Little suggestion: include a short but complete example code for building Keras Sequence models in the tutorial.

Over all, a great course. Thanks a lot.

By Kai H

•

Feb 10, 2019

Overall, it is very good course unless for some minor problems with the assignments.

For example, in Week1 the optional assignment, there are many bugs there, one may waste a lot of time trying to figure out the correct solutions. Though, it has been widely discussed in the forum, the instructors should have updated the material or at least warn the students somewhere in the assignment to read forum ahead of time. You must admit that many won't resort to the forum only after trying and wasting enough time..

Hope may help.

By Conor G

•

Nov 6, 2018

Much more challenging than the other courses in the DL specialisation. It forced me to delve a little deeper into the topic in order to overcome obstacles in the assignments. Content-wise, it's a great introduction to DL for NLP. Professor Ng's explanations are perfect.

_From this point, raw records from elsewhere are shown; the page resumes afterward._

PR #4546, opened 2021-11-29
Fix 3967 PHP warning generated when unescaped regex character in deferJS field

### LINKED ISSUE #3967: PHP Warning with some exclusions in Load JavaScript Deferred

iCaspar:
## Description

This preg_replaces all regex special characters when retrieving defer JS options to allow expressions such as `gtag(` to be used without generating PHP warnings.

Fixes #3967 

## Type of change

No.
Escaping all the regex special characters has the side-effect of not allowing any legitimate regex to be used in the field, so entries like `/wp-content/plugins/(.*)/script.js` will not be included in exclusions where expected.

Instead, this does 3 things:
- Adds a testcase for properly evaluating regex entries to the integration tests.
- Adds a testcase for the expectation that if an invalid regex does sneak through, we guard it from triggering warning, and return early without trying to defer js patterns from the UI.
- Adds the `exclude_defer_js` to the set of pattern fields, which will remove invalid patterns from the field on save and trigger the notice that the pattern was invalid.

## How Has This Been Tested?

Confirmed that no warnings are generated in development environment.

# Checklist:

- [X] New integration testcases are added to cover when regex entries are included in the UI field.

Further Context: 
Per note on 3967 regarding warnings also being generated in combineJS fields, the warnings on combine were being generated by DeferJS field entries being passed through to combineJS when Combine was active. Escaping once in the Defer JS process resolves also the combine warnings.

### DIFF
--- a/inc/Engine/Optimization/DeferJS/DeferJS.php
+++ b/inc/Engine/Optimization/DeferJS/DeferJS.php
@@ -75,6 +75,10 @@ class DeferJS {
 
 		$exclude_defer_js = implode( '|', $this->get_excluded() );
 
+		if ( ! @preg_replace( '#(' . $exclude_defer_js . ')#i', '', 'dummy-string' ) ) {
+			return $html;
+		}
+
 		foreach ( $matches as $tag ) {
 			if ( preg_match( '#(' . $exclude_defer_js . ')#i', $tag['url'] ) ) {
 				continue;
--- a/inc/Engine/Optimization/DeferJS/DeferJS.php
+++ b/inc/Engine/Optimization/DeferJS/DeferJS.php
@@ -75,7 +75,7 @@ class DeferJS {
 
 		$exclude_defer_js = implode( '|', $this->get_excluded() );
 
-		if ( ! @preg_replace( '#(' . $exclude_defer_js . ')#i', '', 'dummy-string' ) ) {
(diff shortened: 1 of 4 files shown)


iCaspar:
@wp-media/qa 
This should take care of the PHP warnings. But please note that the intended behavior of this field is to exclude URLs and inline patterns that relate to jQuery specifically. So `gtag\(`, and other patterns like it which are not related to jQuery and usually inline in page html, will not be excluded from defer in any case.

remyperona (approved):

Mai-Saad (approved):
working as expected
[testrail-report-321.pdf](https://github.com/wp-media/wp-rocket/files/7640858/testrail-report-321.pdf)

Admittedly, compared to the other courses, this one is "messier". Spelling mistakes, some contradictory instructions, and a somewhat broken notebook for the last assignment. It felt rushed and I'm surprised that a lot of the errors haven't been fixed yet.

By Li Z

•

Feb 23, 2018

The course itself is cutting-edge, so a 5-star for this.

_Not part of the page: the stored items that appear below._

PR #4551, opened 2021-12-01
Add WP Rocket like in line 126

Presskopp:
## Description
Let's say WP Rockets's function when it is a WP Rocket function.
Let's be consistent and let's be more clear.

## Type of change
Just a small text change. 

## Tests
No tests, because only text was added


piotrbak:
@Presskopp Thank you for the PR

@webtrainingwheels what do you think about this change?

webtrainingwheels:
@piotrbak Seems fine, it's clearer now.

remyperona:
Closing this PR as this has been fixed in a different one #4562

PR #4581, opened 2021-12-13
Fixes #3464 Remove empty values in terms urls array

### LINKED ISSUE #3464: Notice: Trying to access array offset on value of type null in WP_Rocket\Engine\Cache\Purge::purge_url
WP: 5.6
WP Rocket: 3.8.1
PHP: 7.4.3

**UPDATE:**
It was indeed a plugin causing the error by hooking into `term_link` and returning incorrectly. However, I still think the issue should be handled better by WP Rocket. 

--- 

Notice: Trying to access array offset on value of type null in WP_Rocket\Engine\Cache\Purge::purge_url at line 55

I've spent some time debugging this and I'm pretty sure it's an error caused by either some corrupted rewrite rules or a plugin hooking into one of the filters in `get_term_link()`. However it causes a massive amounts of errors/notices from WP Rocket when purging urls. 

You can see from the stack trace that the error happens here https://github.com/wp-media/wp-rocket/blob/master/inc/Engine/Cache/Purge.php#L55 
but the real error originates from https://github.com/wp-media/wp-rocket/blob/master/inc/Engine/Cache/Purge.php#L195 or https://github.com/wp-media/wp-rocket/blob/master/inc/functions/formatting.php#L364-L366 
depending on how you look at it. 

From my test I can see that the method [get_post_terms_urls](https://github.com/wp-media/wp-rocket/blob/master/inc/Engine/Cache/Purge.php#L178) returns the following term urls `["https:\\/\\/example.test\\/shopkatalog\\/?product_cat=dame","https:\\/\\/example.test\\/shopkatalog\\/?product_cat=skonhedsprodukter","https:\\/\\/example.test\\/shopkatalog\\/?product_cat=dame",null,null]`

Notice the two `null` values in the end - that's what's causing the notices. 

Solution 1
It could be fixed by expanding `get_post_terms_urls` to check for `null` and not only `is_wp_error()` [here](https://github.com/wp-media/wp-rocket/blob/master/inc/Engine/Cache/Purge.php#L195) and [here](https://github.com/wp-media/wp-rocket/blob/master/inc/Engine/Cache/Purge.php#L208)

Solution 2
It could also be fixed in the [get_rocket_parse_url](https://github.com/wp-media/wp-rocket/blob/master/inc/functions/formatting.php#L364-L366) where it checks for `is_string` and returns null if it's not. This maybe an error in itself as the method probably should always return the expected array because that's what is expected in rest of the methods where this is used (see Solution 3). 

Solution 3
Validate that [parse_url](https://github.com/wp-media/wp-rocket/blob/3f4de3116cbd9c97f1ac5bff0002f31587353d1d/inc/Engine/Cache/Purge.php#L52) actually returns what it should. 

I'll be happy to send a pull request for any or all of the above solutions but perhaps you could point me in the direction you prefer. 

Stack trace (https://sentry.io/share/issue/14cc63377db043fb8020c8b3b70e86c6/)

```
ErrorException: Notice: Trying to access array offset on value of type null
#27 -content/plugins/wp-rocket/inc/Engine/Cache/Purge.php(55): WP_Rocket\Engine\Cache\Purge::purge_url
#26 -content/plugins/wp-rocket/inc/Engine/Cache/Purge.php(164): WP_Rocket\Engine\Cache\Purge::purge_post_terms_urls
#25 -content/plugins/wp-rocket/inc/Engine/Cache/PurgeActionsSubscriber.php(106): WP_Rocket\Engine\Cache\PurgeActionsSubscriber::purge_post_terms_urls
#24 /wp-includes/class-wp-hook.php(289): WP_Hook::apply_filters
#23 /wp-includes/class-wp-hook.php(311): WP_Hook::do_action
#22 /wp-includes/plugin.php(484): do_action
#21 -content/plugins/wp-rocket/inc/common/purge.php(253): rocket_clean_post
#20 /wp-includes/class-wp-hook.php(289): WP_Hook::apply_filters
#19 /wp-includes/class-wp-hook.php(311): WP_Hook::do_action
#18 /wp-includes/plugin.php(484): do_action
#17 /wp-includes/post.php(6955): clean_post_cache
#16 -content/plugins/woocommerce/includes/data-stores/class-wc-product-data-store-cpt.php(257): WC_Product_Data_Store_CPT::update
#15 -content/plugins/woocommerce/includes/class-wc-data-store.php(179): WC_Data_Store::update
#14 -content/plugins/woocommerce/includes/abstracts/abstract-wc-product.php(1378): WC_Product::save
#13 -content/plugins/woocommerce/includes/rest-api/Controllers/Version3/class-wc-rest-crud-controller.php(169): WC_REST_CRUD_Controller::save_object
#12 -content/plugins/woocommerce/includes/rest-api/Controllers/Version3/class-wc-rest-crud-controller.php(238): WC_REST_CRUD_Controller::update_item
#11 /wp-includes/rest-api/class-wp-rest-server.php(1160): WP_REST_Server::respond_to_request
#10 /wp-includes/rest-api/class-wp-rest-server.php(1007): WP_REST_Server::dispatch
#9 /wp-includes/rest-api/class-wp-rest-server.php(440): WP_REST_Server::serve_request
#8 /wp-includes/rest-api.php(354): rest_api_loaded
#7 /wp-includes/class-wp-hook.php(287): WP_Hook::apply_filters
#6 /wp-includes/class-wp-hook.php(311): WP_Hook::do_action
#5 /wp-includes/plugin.php(551): do_action_ref_array
#4 /wp-includes/class-wp.php(388): WP::parse_request
#3 /wp-includes/class-wp.php(745): WP::main
#2 /wp-includes/functions.php(1291): wp
#1 /wp-blog-header.php(16): require
#0 /var/www/borsen/releases/20210105-143001/public/index.php(3): null
```

NataliaDrause:
## Description

This PR will remove entries with empty or other non-valid values in terms archives `$urls` array in `Purge::get_post_terms_urls()` to prevent the following PHP Notice:

`PHP Notice:  Trying to access array offset on value of type null in /home4/nataliad/testsite.nataliadrause.com/wp-content/plugins/wp-rocket/inc/Engine/Cache/Purge.php on line 55`

Fixes #3464 

## Type of change

No.

## How Has This Been Tested?

On my test site with the following steps:

1. Hard-coded the $urls array with different values including empty and unexpected values:

Test 1:
`$urls = ["https:\\/\\/example.test\\/shop","https:\\/\\/example.test\\?product_cat=skonhedsprodukter", "https:\\/\\/example.test\\/shop","https:\\/\\/example.test\\/shopkatalog\\/?product_cat=dame",null,null, false, 1, 0, true];`

Test 2:
`$urls = [null];`

Test 3:
`$urls = ["https:\\/\\/example.com\\/shop"];`

2. Updated a post and product page for the code to run.
3. `debug.log` had no errors/notices logged.

# Checklist:

### DIFF
--- a/inc/Engine/Cache/Purge.php
+++ b/inc/Engine/Cache/Purge.php
@@ -47,6 +47,10 @@ class Purge {
 	 * @return void
 	 */
 	public function purge_url( $url, $pagination = false ) {
+		if ( ! is_string( $url ) ) {
+			return;
+		}
+
 		global $wp_rewrite;
 
 		$parsed_url = $this->parse_url( $url );
--- a/inc/Engine/Cache/Purge.php
+++ b/inc/Engine/Cache/Purge.php
@@ -211,6 +211,10 @@ class Purge {
 				}
 			}
 		}
+		
+		// Remove entries with empty values in array.
+		$urls = array_filter( $urls, 'is_string' );
+		
 		/**
 		 * Filter the list of taxonomies URLs
 		 *
--- a/inc/Engine/Cache/Purge.php
+++ b/inc/Engine/Cache/Purge.php
@@ -211,10 +211,10 @@ class Purge {
 				}
 			}
 		}
-		
+
 		// Remove entries with empty values in array.
 		$urls = array_filter( $urls, 'is_string' );
-		
+
 		/**
 		 * Filter the list of taxonomies URLs
 		 *


remyperona (approved):

remyperona:
There is a just a little code styling fix to do, whitespaces in empty lines around the new code 👍🏼

Mai-Saad (approved):
Reproduced only on local env. working as expected now.
[testrail-report-329.pdf](https://github.com/wp-media/wp-rocket/files/7733379/testrail-report-329.pdf)
@wp-media/php any idea why tests are failing here?

engahmeds3ed:
> Reproduced only on local env. working as expected now. [testrail-report-329.pdf](https://github.com/wp-media/wp-rocket/files/7733379/testrail-report-329.pdf) @wp-media/php any idea why tests are failing here?

Now tests are passing.

@Tabrisrp @NataliaDrause 
I have a performance suggestion here that we need to discuss about:
The solution proposed here to use `array_filter` function to filter urls array to return only valid string urls and that's working fine but why not adding bailout condition inside this method

https://github.com/wp-media/wp-rocket/blob/6f76ca8f392db34d76481f1a23185cd2f781dbee/inc/Engine/Cache/Purge.php#L49

like the following:-

```
if( ! is_string($url) ){
    return;
}
```

so here we will save some time not to loop on urls (array_filter) and get only strings and then loop again to call `purge_url`.

What do you think?

remyperona:
Well in my opinion, we should not replace one for another, but do both. It's important to keep the filtering in this method, but it can also be useful to add the check for string in the `purge_url()` one.

engahmeds3ed:
> Well in my opinion, we should not replace one for another, but do both. It's important to keep the filtering in this method, but it can also be useful to add the check for string in the `purge_url()` one.

Thanks for looking into that.
I can see that this method `get_post_terms_urls` is private so it's not used outside this class, but I'm fine to guard its return and also guard purge_url method.

I pushed this small fix.

mostafa-hisham (approved):

Mai-Saad (approved):
Working fine
[testrail-report-331.pdf](https://github.com/wp-media/wp-rocket/files/7757011/testrail-report-331.pdf)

But the following amount to a -1 star:

1 Too sloppy, lots of typos.

2 Wrong answers wrong expected values in the notebook.

3 Grading server sometimes runs slow.

4 Saving the notebook fails quite often.

5 Too much is done for the learners, while you could've make the programming assignments more challenging.

6 Deep learning itself has too much black magic and inexplanability in it.

I'm quite sure that harsher comments and a few 2-star or 3-star will be among the reviews.

By Deleted A

•

Nov 19, 2020

In general, about all the specialization, I think that some of the programming assigments could be more didactive to understand the concepts of the courses and not to find what the code is doing in that specific task. For all the others aspects of the course I think it's perfect for a litlle bit more than an introduction.

For the last course, I feel that some concepts were explained very fast and for some of these i took me a lot of time to understand what I was doing.

Congratulations for all the good work you made.

By Dan C

•

Sep 27, 2023

The lectures were very helpful - Dr. Ng has a gift for providing context and intuition. The programming assignments were not as instructive as I would have hoped since they mostly involved "fill in the blanks" and matrix math operations. I would have liked more "ground up" development that forced me to learn how to create solutions on my own vs be dependent upon scaffolding and examples. I know that's hard from an automated grading perspective, but perhaps one keystone assignment per class makes sense.

By Ed S

•

Oct 21, 2018

It's a good intro to RNNs (LSTMS and GRU). Very interesting use cases for RNNs. I feel that there could have been more room to try more programming exercises for different use cases & RNN architectures. Be aware that Keras is very sensitive to changes and you will find yourself reloading the jupyter kernels repeateadly when you get stuck. This is not a problem of the course itself but it is something that could end up wasting a lot of your time chasing problems when your code actually should work.

By Steven K

•

Jan 18, 2023

The lecture videos are great. Andrew is a great teacher in teaching concepts at the most intuitive level. By the time I finished the course, I had sufficient knowledge to be able to read and understand the paper.

One shortcoming of the course is that - the applied coding skills you gain from the course are quite limited, as the quiz and the assignments are a bit too simple. I wish there could be an optional advanced version of quizzes and assignments that are more thought-provoking.

By Joseph C

•

Apr 19, 2018

Another great course by Andrew Ng! This course is part of the CS230 class currently being taught at Stanford University. Only reason for 4 rather than 5 stars is that at this stage (April 2018), there are few knowledgeable mentors and virtually no Instructors present in the Forum. Course provides little introduction to the syntax of Keras, which makes for some problems implementing models. Therefore one might spend a lot of time spinning one's wheels until finding a way forward.